The Israeli government has moved many artifacts and museum pieces to bunkers. This is the first time this protocol has been initiated since the 1991 Gulf War.
“Even if there’s a very small possibility [of damage], we don’t play around — we don’t take chances,” said Doron Lurie, senior curator and chief conservator at the Tel Aviv Museum of Art.
“We’ve guarded them like our own kids,” he said of the priceless works.
The Tel Aviv Museum also has stored away works by famed modern artist Rothko, such as his “Number 24,” as well as the renowned “Portrait of Friederike Maria Beer,” a 1916 masterpiece painted by Gustav Klimt just two years before his death.
Photo via Wikipedia
The museum is also storing works by Georg Kolbe, Leonora Carrington as well as other important artists.
Hagit Maoz, curator of the Shrine of the Book at Jerusalem’s Israel Museum, said at least eight display cases there are empty after pieces of the Dead Sea Scrolls were removed for safekeeping.
“To take off an exhibition is something that usually is not done because we trust the building, we trust the safety of the showcases. But this is a different situation, so we have to act accordingly,” Maoz said.

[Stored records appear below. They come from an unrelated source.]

PR #3335, opened 2024-02-07
fix(github): bump upload/download artifact actions to v4; resolves runtime deprecation warnings

icj217:
Update artifact-related github actions that are generating warnings in projects due to nodejs 16 being deprecated in github actions runners.

v4 of actions/upload-artifact [introduced](https://github.com/actions/upload-artifact/blob/main/docs/MIGRATION.md) some breaking changes, so we've set `overwrite` to be true by default to mirror the previous behavior as closely as possible.

---

### DIFF
--- a/src/github/workflow-steps.ts
+++ b/src/github/workflow-steps.ts
@@ -230,8 +230,9 @@ export interface UploadArtifactWith {
    * Whether action should overwrite an existing artifact with the same name (should one exist)
    *
    * Introduced in v4 and represents a breaking change from the behavior of the v3 action.
+   * To maintain backwards compatibility with existing, this should be set the `true` (the default).
    *
-   * @default true (to maintain backwards compatibility)
+   * @default true
    */
   readonly overwrite?: boolean;
 }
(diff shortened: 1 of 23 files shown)


mrgrain (changes requested):
Can you keep this limited to upload/download and split other actions in to separate PRs please?

icj217:
> Can you keep this limited to upload/download and split other actions in to separate PRs please?

Sure thing. [Here's the separate PR](https://github.com/projen/projen/pull/3338)

src/github/workflow-steps.ts
```diff
@@ -224,6 +225,15 @@ export interface UploadArtifactWith {
    * @default 6
    */
   readonly compressionLevel?: number;
+
+  /**
+   * Whether action should overwrite an existing artifact with the same name (should one exist)
+   *
+   * Introduced in v4 and represents a breaking change from the behavior of the v3 action.
+   *
+   * @default true (to maintain backwards compatibility)
```
mrgrain, line 234:
```suggestion
   * Introduced in v4 and represents a breaking change from the behavior of the v3 action.
   * To maintain backwards compatibility with existing, this should be set the `true` (the default).
   *
   * @default true
```

mrgrain (approved):
:shipit:

Issue #3340, opened 2024-02-09
github-app-token action throwing error after yesterday's update


dkershner6:
`File not found: '/tmp/ghrxl-1/_actions/tibdex/github-app-token/3eb77c7243b85c65e84acfa93fdbac02fb6bd532/dist/post/index.js'`

https://github.com/projen/projen/pull/3338

@v2 is working fine for us, just not this specific hash.

mrgrain:
Ahhhhhh 💩 

Thanks for noticing. Fix is incoming. You might have to manually intervene with this one 😬

dkershner6:
> Ahhhhhh 💩
> 
> Thanks for noticing. Fix is incoming. You might have to manually intervene to get out of this one 😬

Shouldnt be an issue for us, only hit one repo so far.  Thanks for the quick action, Momo! (@mrgrain )

mrgrain:
@dkershner6 Can you confirm it's working again for you?

dkershner6:
> @dkershner6 Can you confirm it's working again for you?

Testing now, will let you know and ping you in a few minutes.

dkershner6:
Confirmed as working, @mrgrain .

mrgrain:
Thank you, appreciate it!

PR #3338, opened 2024-02-08
fix(github): bump version of tibdex/github-app-token action; resolves runtime deprecation warnings

icj217:
Bump version of action so it uses node20 instead of node16

---
By submitting this pull request, I confirm that my contribution is made under the terms of the Apache 2.0 license.

Issue #3111, opened 2023-11-12
Switch from `tibdex/github-app-token` to `create-github-app-token` action 


moltar:
GitHub released an official action with the same scope as `tibdex/github-app-token` (a third-party action).

Given the action's sensitivity and potential "blast radius", I think an official one should be preferred.

The API is almost the same, so I think this could be an easy swap.

https://github.com/actions/create-github-app-token#readme

mrgrain:
Very cool!

doublecompile:
I would say that the only thing holding up this change is for the official action to support custom permissions: actions/create-github-app-token#3

polothy:
Perhaps if you are not using custom permissions, it uses GH's action? I also feel a little uneasy using 3rd party action for credentials.

polothy:
Created https://github.com/projen/projen/pull/3591

mrgrain:
We are going to wait for the official action to catch up.

In the meantime, this can be used to switch over if permissions are not needed:

```typescript
project.github?.actions.set(
  "tibdex/github-app-token",
  "actions/create-github-app-token@v1"
);
```

polothy:
Just FYI, looks like GitHub's now has permissions support: https://github.com/actions/create-github-app-token/pull/168

PR #3341, opened 2024-02-09
fix(github): invalid commit for tibdex/github-app-token action

mrgrain:
In PR #3338 we attempted to update the version of the `tibdex/github-app-token` GitHub Action to a later version.
We incorrectly picked the latest commit from the main branch of this action. However that's not how most GitHub Actions work. Instead they a tag a dangling commit that has been specially created with the required build artifacts.

This PR we are updates the hash to the correct working version as referenced from the release page: https://github.com/tibdex/github-app-token/tree/v2.1.0

Fixes: https://github.com/projen/projen/issues/3340

---

### DIFF
--- a/src/github/github-credentials.ts
+++ b/src/github/github-credentials.ts
@@ -65,7 +65,7 @@ export class GithubCredentials {
         {
           name: "Generate token",
           id: "generate_token",
-          uses: "tibdex/github-app-token@3eb77c7243b85c65e84acfa93fdbac02fb6bd532",
+          uses: "tibdex/github-app-token@3beb63f4bd073e61482598c45c71c1019b59b73a",
           with: {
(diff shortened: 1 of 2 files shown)


kaizencc (approved):

dkershner6:
Thanks again!

dkershner6:
Hey, @mrgrain , since we are both staring at this, can I ask why we reference a commit hash instead of a verison on this action?

mrgrain:
> Hey, @mrgrain , since we are both staring at this, can I ask why we reference a commit hash instead of a verison on this action?

For this highly security relevant action that is published by a more or less random user, we've always felt it would be better to use a specific vetted commit.

mrgrain:
There is this issue to switch to the official GitHub version: https://github.com/projen/projen/issues/3111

“These works of art have experienced war, some of them survived World War II,” said museum director Tania Coen-Uzzielli. “We are custodians for a short time, and we need to protect them, to protect them for posterity and for history.”
Nurith Goshen, the curator of Chalcolithic and Bronze Age archaeology, said her museum also enacted the war protocol and created a list of what should go in its bunker, but noted that not everything can be saved if the worst were to happen.
“You really have to choose the finest or the most fragile artifacts,” she said.